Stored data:
PR #1933, opened 2025-03-18
Added GPTQ/AWQ support with HF Transformers

AlexKoff88:


tools/who_what_benchmark/whowhatbench/model_loaders.py
```diff
@@ -82,18 +85,39 @@ def load_text_llamacpp_pipeline(model_dir):
...
 
+def load_text_hf_pipeline(model_id, device):
+    model_kwargs = {}
+
+    if not torch.cuda.is_available or device.lower() == "cpu":
+        config = AutoConfig.from_pretrained(model_id, trust_remote_code=True)
+        is_gptq = False
+        is_awq = False
+        if getattr(config, "quantization_config", None):
+            is_gptq = config.quantization_config["quant_method"] == "gptq"
```
eaidova, line 96: not sure if it is common case, but I sow some models where quant_method is not specified in quatization_config (not sure if we need to handle it, it anyway can not be loaded by transformers, only by mlx), e.g. https://huggingface.co/mlx-community/QwQ-32B-8bit/blob/main/config.json#L22

eaidova (approved):

tools/who_what_benchmark/whowhatbench/model_loaders.py
AlexKoff88: thanks. I also noticed this but it is for custom models, not for Transformers.

PR #1924, opened 2025-03-14
[GHA] Introduce SDL pipeline

mryzhov:
- Added pipeline to consolidate different lint/dependencies checks 
- Added Trivy vulnerability scanning
- Added Dependency Review scanning
- Moved wwb tests

PR #1954, opened 2025-03-21
[GHA] Replaced genai-tools pipeline

mryzhov:
Moved genai-tools to the Linux Tools workflow


eaidova:
@mryzhov I see only llm bench tests here, what about wwb that was also defined in genai_tools?

mryzhov:
> @mryzhov I see only llm bench tests here, what about wwb that was also defined in genai_tools?

They have already been replaced in https://github.com/openvinotoolkit/openvino.genai/pull/1924

ilya-lavrenov (approved):

eaidova (approved):

PR #1962, opened 2025-03-24
[GHA] Setup ov_cache

mryzhov:
- Set HF_HOME to cache HF models
- Set OV_CACHE to cache converted models an test data
- Enabled OV_CACHE cleanup on daily base


.github/workflows/cleanup_caches.yml
```diff
@@ -0,0 +1,36 @@
...
+
+    steps:
+      - name: Pre-Collecting Cache Info
+        run: |
+          echo "Cache info: "
+          du -h -d2 ${{ env.OV_CACHE }}
+
+      - name: Cleanup cache
+        run: |
+          echo "Delete cache files if they have not been used in over 30 days"
```
akladiev, line 30: Is it really supposed to cleanup cache files not used over 30 days? I see that it just wipes out the whole directory once a day (probably not very safe to do in runtime).

.github/workflows/windows.yml
```diff
@@ -483,9 +484,6 @@ jobs:
       INSTALL_DIR: ${{ github.workspace }}/install
       SRC_DIR: ${{ github.workspace }}/src
       BUILD_DIR: ${{ github.workspace }}/build
-      HF_HOME: C:/mount/caches/huggingface
-      OV_CACHE: ${{ github.workspace }}/ov_cache
-      CLEANUP_CACHE: 1
```
akladiev, line 488: Just in case - what this variable was supposed to do?

akladiev (changes requested):

.github/workflows/cleanup_caches.yml
mryzhov: yes, because we need to convert the models any time when the OV runtime is updated, so the easiest way to remove the once per day

.github/workflows/windows.yml
mryzhov: HF_HOME - cache for downloaded HF models and datasets, OV_CACHE - internal cache for OV converted models, CLEANUP_CACHE - this option enables automatic cleanup of the test content(models, media, etc) when the tests already used it.

.github/workflows/cleanup_caches.yml
mryzhov, line 30:
```suggestion
          echo "Delete the cached test data"
```

.github/workflows/windows.yml
akladiev: Looks like you removed CLEANUP_CACHE: 1 here, is it expected?

mryzhov: that is correct, because we will remove the test data by schedule (once per day)

.github/workflows/linux.yml
```diff
@@ -24,7 +24,8 @@ env:
   SCCACHE_SERVER_PORT: 35555
   SCCACHE_CACHE_SIZE: 30G
   SCCACHE_AZURE_KEY_PREFIX: genai/ubuntu/22_04/x64
-  HF_HOME: /mount/caches/huggingface
+  # HF_HOME: /mount/caches/huggingface
```
mryzhov, line 27:
```suggestion
  HF_HOME: /mount/caches/huggingface 
```

.github/workflows/windows.yml
```diff
@@ -22,6 +22,8 @@ env:
   CMAKE_CXX_COMPILER_LAUNCHER: ccache
   CMAKE_C_COMPILER_LAUNCHER: ccache
   CCACHE_MAXSIZE: 500Mi
+  # HF_HOME: C:/mount/caches/huggingface
```
mryzhov, line 25:
```suggestion
  HF_HOME: C:/mount/caches/huggingface
```

as-suvorov (approved):

PR #2000, opened 2025-04-03
[GHA] Use developer openvino packages

mryzhov:
Build genai packages using openvino developer package to pickup compilation flags


.github/workflows/linux.yml
```diff
@@ -116,7 +116,7 @@ jobs:
       - name: CMake Build
         run: |
           source ${{ env.OV_INSTALL_DIR }}/setupvars.sh
-          cmake -DCMAKE_BUILD_TYPE=${{ matrix.build-type }} -S ${{ env.SRC_DIR}} -B ${{ env.BUILD_DIR }}
+          cmake -DOpenVINODeveloperPackage_DIR=${{ env.OV_INSTALL_DIR }}/developer_package/cmake -DCMAKE_BUILD_TYPE=${{ matrix.build-type }} -S ${{ env.SRC_DIR}} -B ${{ env.BUILD_DIR }}
```
Wovchena, line 119: The comment in `CMakeLists.txt` says
> \# Find OpenVINODeveloperPackage first to compile with SDL flags

Is that the reason for the chanage?

mryzhov: Yes, that is a prerequisite for starting to use GHA artifacts for distribution.

ilya-lavrenov (approved):

.github/workflows/windows.yml
```diff
@@ -131,7 +131,7 @@ jobs:
         shell: pwsh
         run: |
           ${{ env.OV_INSTALL_DIR }}/setupvars.ps1
-          cmake -DCMAKE_BUILD_TYPE=${{ matrix.build-type }} -S ${{ env.SRC_DIR }} -B ${{ env.BUILD_DIR }}
+          cmake -DOpenVINODeveloperPackage_DIR=${{ env.OV_INSTALL_DIR }}/developer_package/cmake -DCMAKE_BUILD_TYPE=${{ matrix.build-type }} -S ${{ env.SRC_DIR }} -B ${{ env.BUILD_DIR }}
```
ilya-lavrenov, line 134: looks like gtest become a dynamic library 
{9D5D8850-768B-4676-9F48-E4AC09CA46A3}

I think we need to set it explicitly as static here:
https://github.com/openvinotoolkit/openvino.genai/blob/55ce655af15195f58a02d495650ec780af0a32ca/tests/cpp/CMakeLists.txt#L6-L13

tests/cpp/CMakeLists.txt
```diff
@@ -23,6 +23,8 @@ file(GLOB tests_src "*.cpp")
 
 set(TEST_TARGET_NAME "tests_continuous_batching")
 
+set(BUILD_SHARED_LIBS OFF)
```
ilya-lavrenov, line 26: I suppose it should be right after `set(INSTALL_GTEST OFF CACHE BOOL "")` otherwise, `FetchContent_MakeAvailable` will not respect this value

tests/cpp/CMakeLists.txt
```diff
@@ -23,7 +23,7 @@ file(GLOB tests_src "*.cpp")
 
 set(TEST_TARGET_NAME "tests_continuous_batching")
 
-set(BUILD_SHARED_LIBS OFF)
+set(BUILD_SHARED_LIBS OFF CACHE BOOL "")
```
ilya-lavrenov, line 26: don't change global state

tests/cpp/CMakeLists.txt
mryzhov: reverted

ilya-lavrenov:
Please, fix macOS wheel build.

PR #2002, opened 2025-04-03
Update tokenizers

mryzhov:
Update tokenizers  to pick up changes from https://github.com/openvinotoolkit/openvino_tokenizers/pull/461


mryzhov:
Depends on https://github.com/openvinotoolkit/openvino.genai/pull/2002

PR #2006, opened 2025-04-04
Set xfail to failing tests.

popovaan:


Wovchena (approved):

tests/python_tests/samples/test_greedy_causal_lm.py
```diff
@@ -11,6 +11,7 @@
 class TestGreedyCausalLM:
     @pytest.mark.llm
     @pytest.mark.samples
+    @pytest.mark.xfail(reason="CVS-165581")
```
mryzhov, line 14: it is better to skip only the tests with TinyLlama-1.1B-Chat-v1.0 model

mryzhov:
Maybe it would be easier to remove this model or temporary replace it with another one?

tests/python_tests/samples/test_greedy_causal_lm.py
popovaan: There are currently two types of errors, related to TinyLlama-1.1B-Chat-v1.0 (CVS-165581) and related to json.decoder.JSONDecodeError (CVS-165582) on windows. In this test both errors happen, so I skipped it entirely but I agree that it is better to skip tests more precisely. 
Corrected in this commit: https://github.com/openvinotoolkit/openvino.genai/pull/2006/commits/4773e6bc5d89ed409962a5db0009e38143d10bf0

mryzhov (approved):

PR #2019, opened 2025-04-08
[do not merge] [do not review] output speculative decoding metrics

xufang-lisa:


ilya-lavrenov:
Please, re-open if it's still valid

PR #2020, opened 2025-04-08
Use OV_CACHE for python tests

as-suvorov:


tests/python_tests/conftest.py
```diff
@@ -1,28 +1,58 @@
...
+import logging
+from utils.constants import get_ov_cache_models_dir
+
+# Configure logging
+logging.basicConfig(level=logging.INFO)
+logger = logging.getLogger(__name__)
+
+
+@pytest.fixture(scope="session", autouse=True)
+def setup_and_teardown():
```
Wovchena, line 13: Can you merge two `conftest.py` instead?

as-suvorov: In order to reuse `conftest.py` download and convert approaches should be aligned between API and sample tests. I propose to address it in another PR.

mryzhov (approved):

mryzhov:
samples tests will be also fixed by https://github.com/openvinotoolkit/openvino.genai/pull/2021

Wovchena (approved):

**What the task requires**
Look through the entries above, find each line containing "when", and copy it.

**Solution**
mryzhov: yes, because we need to convert the models any time when the OV runtime is updated, so the easiest way to remove the once per day
mryzhov: HF_HOME - cache for downloaded HF models and datasets, OV_CACHE - internal cache for OV converted models, CLEANUP_CACHE - this option enables automatic cleanup of the test content(models, media, etc) when the tests already used it.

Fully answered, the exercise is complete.